(Collected data)
___

PR #19591, opened 2022-04-06
`use VERSION` in docs

leonerd:
A sweep of all the `pod/*.pod` files, looking for places to update to mention `use VERSION`.

 * Split out the main docs in `perlfunc.pod` into its own section dedicated to the `use VERSION` syntax
 * Link to that from more places in the docs
 * Change code examples that used to start `use strict; use warnings;` into `use v5.36`
 * Updated v-less mentions of `use 5.0dd` into `use v5.dd`

### DIFF
--- a/pod/perldebtut.pod
+++ b/pod/perldebtut.pod
@@ -421,8 +421,8 @@ For more on references see L<perlref> and L<perlreftut>
 Here's a simple program which converts between Celsius and Fahrenheit, it too
 has a problem:
 
- #!/usr/bin/perl -w
- use strict;
+ #!/usr/bin/perl
+ use v5.36;
 
  my $arg = $ARGV[0] || '-c20';
 
--- a/pod/perldsc.pod
+++ b/pod/perldsc.pod
@@ -284,11 +284,11 @@ of the array pointed to by $AoA. If you wanted the C notion, you could
 write C<< $AoA[$i]->$* >> to explicitly dereference the I<i'th> item,
 reading left to right.
 
-=head1 WHY YOU SHOULD ALWAYS C<use strict>
+=head1 WHY YOU SHOULD ALWAYS C<use VERSION>
 
 If this is starting to sound scarier than it's worth, relax.  Perl has
-some features to help you avoid its most common pitfalls.  The best
-way to avoid getting confused is to start every program with:
+some features to help you avoid its most common pitfalls.  One way to avoid
+getting confused is to start every program with:
 
     use strict;
 
@@ -309,6 +309,19 @@ because you were accidentally accessing C<@aref>, an undeclared
 variable, and it would thereby remind you to write instead:
 
     print $aref->[2][2]
+
+Since Perl version 5.12, a C<use VERSION> declaration will also enable the
+C<strict> pragma.  In addition, it will also enable a feature bundle,
+giving more useful features.  Since version 5.36 it will also enable the
+C<warnings> pragma.  Often the best way to activate all these things at
+once is to start a file with:
+
+    use v5.36;
+
+In this way, every file will start with C<strict>, C<warnings>, and many
+useful named features all switched on, as well as several older features
+being switched off (such as L<C<indirect>|feature/The 'indirect' feature>).
+For more information, see L<perlfunc/use VERSION>.
 
 =head1 DEBUGGING
 X<data structure, debugging> X<complex data structure, debugging>
--- a/pod/perlfunc.pod
+++ b/pod/perlfunc.pod
@@ -703,7 +703,7 @@ Portability issues: L<perlport/-X>.
 To avoid confusing would-be users of your code with mysterious
 syntax errors, put something like this at the top of your script:
 
-    use 5.010;  # so filetest ops can stack
+    use v5.10;  # so filetest ops can stack
 
 =item abs VALUE
 X<abs> X<absolute>
@@ -2082,8 +2082,8 @@ versions of Perl with mysterious syntax errors, put this sort of thing at
 the top of your file to signal that your code will work I<only> on Perls of
 a recent vintage:
 
-    use 5.012;	# so keys/values/each work on arrays
-    use 5.018;	# so each assigns to $_ in a lone while test
+    use v5.12;	# so keys/values/each work on arrays
+    use v5.18;	# so each assigns to $_ in a lone while test
 
 See also L<C<keys>|/keys HASH>, L<C<values>|/values HASH>, and
 L<C<sort>|/sort SUBNAME LIST>.
@@ -3821,7 +3821,7 @@ versions of Perl with mysterious syntax errors, put this sort of thing at
 the top of your file to signal that your code will work I<only> on Perls of
 a recent vintage:
 
-    use 5.012;	# so keys/values/each work on arrays
+    use v5.12;	# so keys/values/each work on arrays
 
 See also L<C<each>|/each HASH>, L<C<values>|/values HASH>, and
 L<C<sort>|/sort SUBNAME LIST>.
@@ -6406,7 +6406,7 @@ versions of Perl with mysterious failures, put this sort of thing at the
 top of your file to signal that your code will work I<only> on Perls of a
 recent vintage:
 
-    use 5.012; # so readdir assigns to $_ in a lone while test
+    use v5.12; # so readdir assigns to $_ in a lone while test
 
 =item readline EXPR
 
@@ -8343,7 +8343,7 @@ conversion flag.  Should you instead prefer an exception, do this:
 If you would like to know about a version dependency before you
 start running the program, put something like this at its top:
 
-    use 5.014;  # for hh/j/t/z/ printf modifiers
+    use v5.14;  # for hh/j/t/z/ printf modifiers
 
 You can find out whether your Perl supports quads via L<Config>:
 
@@ -8454,7 +8454,7 @@ L<C<srand>|/srand EXPR> uses that for the seed; otherwise it
 it returns the seed.  To signal that your code will work I<only> on Perls
 of a recent vintage:
 
-    use 5.014;	# so srand returns the seed
+    use v5.14;	# so srand returns the seed
 
 If L<C<srand>|/srand EXPR> is not called explicitly, it is called
 implicitly without a parameter at the first use of the
@@ -9924,7 +9924,7 @@ versions of Perl with mysterious syntax errors, put this sort of thing at
 the top of your file to signal that your code will work I<only> on Perls of
 a recent vintage:
 
-    use 5.012;	# so keys/values/each work on arrays
+    use v5.12;	# so keys/values/each work on arrays
 
 See also L<C<keys>|/keys HASH>, L<C<each>|/each HASH>, and
 L<C<sort>|/sort SUBNAME LIST>.
--- a/pod/perlfunc.pod
+++ b/pod/perlfunc.pod
@@ -5119,7 +5119,7 @@ L<C<our>|/our VARLIST> declaration.  This applies immediately--even
 within the same statement.
 
     package Foo;
-    use strict;
+    use v5.36;  # which implies "use strict;"
 
     $Foo::foo = 23;
 
@@ -5136,7 +5136,7 @@ This works even if the package variable has not been used before, as
 package variables spring into existence when first used.
 
     package Foo;
-    use strict;
+    use v5.36;
 
     our $foo = 23;   # just like $Foo::foo = 23
 
@@ -5147,7 +5147,7 @@ long as there is no variable with that name is already in scope, you can then
 reference the package variable again even within the same statement.
 
     package Foo;
-    use strict;
+    use v5.36;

___

The reply is a bare number, the count of lines in these entries that hold the word "instead".

2